▶ _Activity_:
Find the string "will" in the data, and copy out each line that has it.

▶ _Given entries_:
PR #716, opened 2018-11-07
Added to HtmlEntityService.IsInvalidNumber method check for 0x0.

Gordory:
This case will shoot when parsing hex code that is bigger than `Int32,MaxValue` from html page.
For examle `<p> This is shoot you down: &#80000000; </p>`.

Actually I would be so happy if you accept this as fast as you can. I need this code and I don't want to use my fork at project. Also I will start an issue describing base bug with overflow.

▶ _Expected answer_:
This case will shoot when parsing hex code that is bigger than `Int32,MaxValue` from html page.
Actually I would be so happy if you accept this as fast as you can. I need this code and I don't want to use my fork at project. Also I will start an issue describing base bug with overflow.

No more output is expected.